Finally, I am pleased to honor two of our long-serving board members. Jean Parker Phifer has been with us for twenty years and, as an architect and motive force on our Building and Renovation Committee, has guided us through our highly successful recent renovations that have revitalized our physical plant. And Linn Cary Mehta has served us for ten years, as inaugural head of our Member Relations Committee and one of the most dedicated users of our collection and facilities. I am grateful to Jean, Linn, and our entire board for their support, hard work and leadership, which have guided us through challenging times and will, with our exceptional staff, ensure a bright future.

Respectfully submitted,

Charles G. Berry,
Chairman


Report of the Librarian

Mark Bartlett

(June 2011 - May 2012)

Pulling open the heavy, heavy doors. Stretching to take in the wide marble stairs in single bounds. Leaving the elegant checkout area and passing through the swinging gate, through a low door, and into a narrow hallway. The screechy clang of the elevator gate pulled closed; pushing in the round, black button for the third floor. The slow ascent. The bookshelves where I could reach anything I wanted. The cushioned nooks.

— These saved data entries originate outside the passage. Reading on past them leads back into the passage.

PR #1734, opened 2026-07-30
package-lock: add missing peer dep: solid-js

alxndrsn:
No idea why, but when I run `npm i` locally, `solid-js` gets added as a peer dependency of `packages/xforms-engine`.

- [x] ci

I don't know what's going on, but it stops my local working directory from being constantly dirty.

No impact on users.

No.

### DIFF
--- a/package-lock.json
+++ b/package-lock.json
@@ -22943,6 +22943,9 @@
         "node": "^24.16.0",
         "npm": "11"
       },
+      "peerDependencies": {
+        "solid-js": "^1.9.7"
+      },
       "peerDependenciesMeta": {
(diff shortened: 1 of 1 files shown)


garethbowen (approved):
Pending build.

This is fine.

I don't know why this got out of sync but I worry it's going to be something like different npm versions so it may oscillate...

alxndrsn:
> I don't know why this got out of sync but I worry it's going to be something like different npm versions so it may oscillate...

I'm using the same version of `npm` as CI (`11.13.0`), and I think you have a different version but still see this change.  So I think it's safe to merge.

Knowing that when I'd chosen the books for the next week, and didn't want to read any further (why carry them home half discovered?), I could leave the Children's Library and find my dad sitting at a long table in one of the dark wood members' rooms, reading or scrawling notes on yellow lined paper, or on the main floor checking the card catalog.

The New York Society Library is a subscription library, founded in 1754. Membership is open to all; the general public can access the ground floor.

These are the words of Anne McDonough, an archivist and photographer who lives in Washington, D.C. Ann is the daughter of Donald and Kristin McDonough, members of the New York Society Library since 1970. This poignant memory of her early years using this appears on Anne's blog, The Archiphotovist. Her father, Dr. Donald McDonough, is a talented book discussion group instructor and a former professor at Connecticut State University, and her mother is Kristin McDonough, Director of the Science, Industry and Business Library, New York Public Library. During 2011-12, Dr. McDonough taught John Milton's Paradise Lost and Dante's Purgatorio and Paradiso. Over the last year, our other discussion groups have included B. J. Rahn on crime in the arts; member Blanche Siegal and our Sunday afternoon "Tea and Trollope"; James Kraft on Edith Wharton (timed to coincide with the Library's exhibition); Jeffrey Johnson on Proust; and George W. Martin on three early operas of Verdi. This spring two book discussion group members stopped me in the hallway, enthusing about their just finished Wharton group, and suggested some other authors for the Library to teach: George Eliot and Jane Austen. I, of course, added that there are many other contenders for the list - Gustave Flaubert, Charles Dickens, Virginia Woolf, Toni Morrison, Herman Melville, Willa Cather, and Ernest Hemingway, to name but a few.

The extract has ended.